でも後に引く気はない。私は少しだけ怯えながら言葉を待つ。何に怯えているのかはわからない。
息を吐いている音が聞こえて、少し遅れてから煙の匂いがした。苦い匂いだ。


「会いたくないと言えば、嘘になる」


よく意味がわからなくて、私は思わず顔を上げた。
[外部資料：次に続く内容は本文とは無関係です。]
PR #4353, opened 2025-11-17
Python: support type statements

### LINKED ISSUE #4351: Python: generate tags for type statements

masatake:
See https://docs.python.org/3.14/reference/simple_stmts.html#type about type statements.

Fixes #4351.


Units/parser-python.r/type-statements.d/input-0.py
```diff
@@ -0,0 +1,9 @@
+# Derived from the comment in #4351 submitted by @mgedmin
+x = type(1)
+def f(x, a):
+    return 1
```
mgedmin, line 4: I don't quite understand the reason for this one?

Units/parser-python.r/type-statements.d/expected.tags
```diff
@@ -0,0 +1,16 @@
+MyList0	input.py	/^MyList0 = list[str]$/;"	v
+MyList1	input.py	/^MyList1: TypeAlias = list[str]$/;"	v	typeref:typename:TypeAlias
+MyList2	input.py	/^type MyList2 = list[str]$/;"	v	typeref:typename:TypeAlias
```
mgedmin: Technically the `type` statement creates variables of type [`typing.TypeAliasType`](https://docs.python.org/3/library/typing.html#typing.TypeAliasType), which is a different thing from [`typing.TypeAlias`](https://docs.python.org/3/library/typing.html#typing.TypeAlias) (which is deprecated).  Thus it would be misleading to claim they're of type `TypeAlias`.

```suggestion
MyList2	input.py	/^type MyList2 = list[str]$/;"	v	typeref:typename:TypeAliasType
```

Units/parser-python.r/type-statements.d/expected.tags
```diff
@@ -0,0 +1,16 @@
...
+ListOrSet	input.py	/^type ListOrSet[T] = list[T] | set[T]$/;"	v	typeref:typename:TypeAlias
```
mgedmin:
```suggestion
ListOrSet	input.py	/^type ListOrSet[T] = list[T] | set[T]$/;"	v	typeref:typename:TypeAliasType
```

parsers/python.c
```diff
@@ -1747,6 +1756,38 @@ static void setIndent (tokenInfo *const token)
...
+static bool parseType (tokenInfo *const token, pythonKind kind)
+{
+	TRACE_ENTER();
+	/* https://docs.python.org/3.14/reference/simple_stmts.html#type */
+	int index = makeSimplePythonTag (token, kind);
+	tagEntryInfo *e = getEntryInCorkQueue (index);
+	if (e)
+	{
+		e->extensionFields.typeRef [0] = eStrdup ("typename");
+		e->extensionFields.typeRef [1] = eStrdup ("TypeAlias");
```
mgedmin:
```suggestion
		e->extensionFields.typeRef [1] = eStrdup ("TypeAliasType");
```

Units/parser-python.r/type-statements.d/input-0.py
masatake: "Garbage in, garbage out" is one of the mottos of ctags development.
I don't want to spend much time improving ctags for broken input.

Regarding the C language, I can easily determine whether an input is valid or not.
However, when it comes to Python, I am not so sure. Python is not special. I don't know much about most languages that ctags accepts.

So we have input validators for some languages. See misc/validators.
The validators determine whether an input is valid or not.

In this pull request, I added a validator for Python: https://github.com/universal-ctags/ctags/pull/4353/commits/d7a6356258c932e09a941f8d846c42a16c1d3c11.

The Python validator indicates that `y = f(type, ...)` on the next line is "invalid" if `f` is not defined. So I added `f` before the line.

Units/parser-python.r/type-statements.d/expected.tags
masatake: Thank you for your valuable input.
Updated.

Units/parser-python.r/type-statements.d/input-0.py
mgedmin: Ah!  Thank you for explaining.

だけどすぐにそのことを後悔した。
視線を落とした諸兄の横顔には、いつか見たあの陰があった。
横目で私が顔を上げたことに気付くとすぐに振り払われてしまったが、私は見てしまった。
もう一度俯こうとも思った、いっそのこと目を閉じたいとも思った。
だけどそうしてしまえば、彼は言葉を飲み込むだろうから、絶対にしたくはない。
袖を掴む手の力を強くして、私は耐えた。溢れそうになった涙とか、いらない声とかを。


「今でも求めている、と認めることもできない」


扉を開けてくれた子どもには、いずれ出会えることだろう。
だけど己の扉を開けて欲しいと願った神様には。

そう言って口元に笑みを浮かべた諸兄を、不幸だとは思わない。
同情する気は無い。哀れむなど彼が最も忌み嫌うことだ。
おそらく今、泣いてしまえばそう見る気がした。それが怖いから泣けない。
私は真備がどんな気持ちで旅立ったのか考えてみた。
見送りにこなかった諸兄に対して、何も言わなかったのは。